Most chemotherapy drugs are generally taken up non-specifically by all types of cells resulting in serious side effects. Physical cancer therapy, such as radiofrequency ablation, has less side effects but it is difficult to target the specific tumor site or the in vivo range of heating. Therefore, patients may have a recurrence of cancer.
Liposomes have good biocompatibility and can carry hydrophobic or hydrophilic drug. Liposomes can carry the thermal sensitive compound (also known as thermal triggered phase-transition compound), such as NH4HCO3, which is able to generate CO2 by heat to an elevated temperature in situ to rapidly blow up the liposomes inside a cell. In general, cells would be little damaged if the cell temperature were maintained lower than about 42° C.

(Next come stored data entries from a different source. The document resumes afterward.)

PR #3369, opened 2025-01-20
py_ew_test: Add skip_flags argument

hoodmane:
This allows us to say which combinations don't work, which is more explicit than saying which ones do work.

Release note: None

### DIFF
--- a/src/workerd/server/tests/python/py_wd_test.bzl
+++ b/src/workerd/server/tests/python/py_wd_test.bzl
@@ -13,12 +13,14 @@ def py_wd_test(
         data = None,
         name = None,
         python_flags = "all",
+        skip_python_flags = [],
         args = [],
         size = "enormous",
         tags = [],
         **kwargs):
     if python_flags == "all":
         python_flags = FEATURE_FLAGS.keys()
+    python_flags = [flag for flag in python_flags if flag not in skip_python_flags]
     if data == None and directory != None:
         data = native.glob(
             [
--- a/src/workerd/server/tests/python/BUILD.bazel
+++ b/src/workerd/server/tests/python/BUILD.bazel
@@ -20,8 +20,7 @@ py_wd_test("env-param")
 
 py_wd_test(
     "asgi",
-    # TODO: update bundle to include asgi fix and test on 0.26.0a2
-    python_flags = ["development"],
+    skip_python_flags = ["0.27.1"],
 )
 
 py_wd_test("random")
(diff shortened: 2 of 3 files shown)


src/workerd/server/tests/python/py_wd_test.bzl
```diff
@@ -13,12 +13,14 @@ def py_wd_test(
...
         name = None,
         python_flags = "all",
+        skip_python_flags = [],
         args = [],
         size = "enormous",
         tags = [],
         **kwargs):
     if python_flags == "all":
         python_flags = FEATURE_FLAGS.keys()
+    python_flags = [flag for flag in python_flags if flag not in skip_python_flags]
```
anonrig, line 23: Nit:

Something like this might be more readable:

Python_flags.difference(skip_python_flags)

hoodmane: is `list.difference` a thing in starlark?

anonrig: It seems it's only available on sets, not lists. My bad.

hoodmane: But I don't think starlark has sets at all. I tried to do `python_flags = set(python_flags).difference(skip_python_flags)` like I'd do in Python but I get `ERROR: name 'set' is not defined`

anonrig: It seems - is the correct operator

> The - operation on two sets returns the difference of the two sets: a set containing the elements found in the left-hand side set but not the right-hand side set.

set([1, 2]) - set([2, 3])  # set([1])
set([1, 2]) - set([3, 4])  # set([1, 2])

hoodmane: But that's still Python, right? Not starlark?

danlapid (approved):

src/workerd/server/tests/python/py_wd_test.bzl
anonrig: It is Starlark - https://github.com/bazelbuild/starlark/blob/master/spec.md#sets

jclee: Hmm... looks like sets are a fairly recent addition that maybe haven't made it into that part of the docs yet: https://github.com/bazelbuild/starlark/pull/290

PR #3370, opened 2025-01-20
Update release.yml

danlapid:
Release failed in the following workflow:
https://github.com/cloudflare/workerd/actions/runs/12872327281

### DIFF
--- a/.github/workflows/release.yml
+++ b/.github/workflows/release.yml
@@ -56,7 +56,7 @@ jobs:
   build:
     strategy:
       matrix:
-        os: [ubuntu-22.04, ubuntu-22.04-arm, macos-15, windows-2022]
+        os: [ubuntu-22.04, macos-15, windows-2022]
         target-arch: [ X64 ]
         include:
           - os-name: linux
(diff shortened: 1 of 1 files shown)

Stimuli-responsive nanoparticles (NPs) have been receiving much attention as a drug-delivery vehicle for therapeutic applications. Here we disclose a pharmaceutical composition of biodegradable nanoparticles and a method of intracellularly monitoring/imaging the release of an anticancer drug (for example doxorubicin) from pH-responsive nanoparticles using Förster resonance energy transfer. It is also disclosed pH-responsive doxorubicin (DOX)-loaded NPs, made of N-palmitoyl chitosan bearing a Cy5 moiety (Cy5-NPCS), as an anticancer delivery device.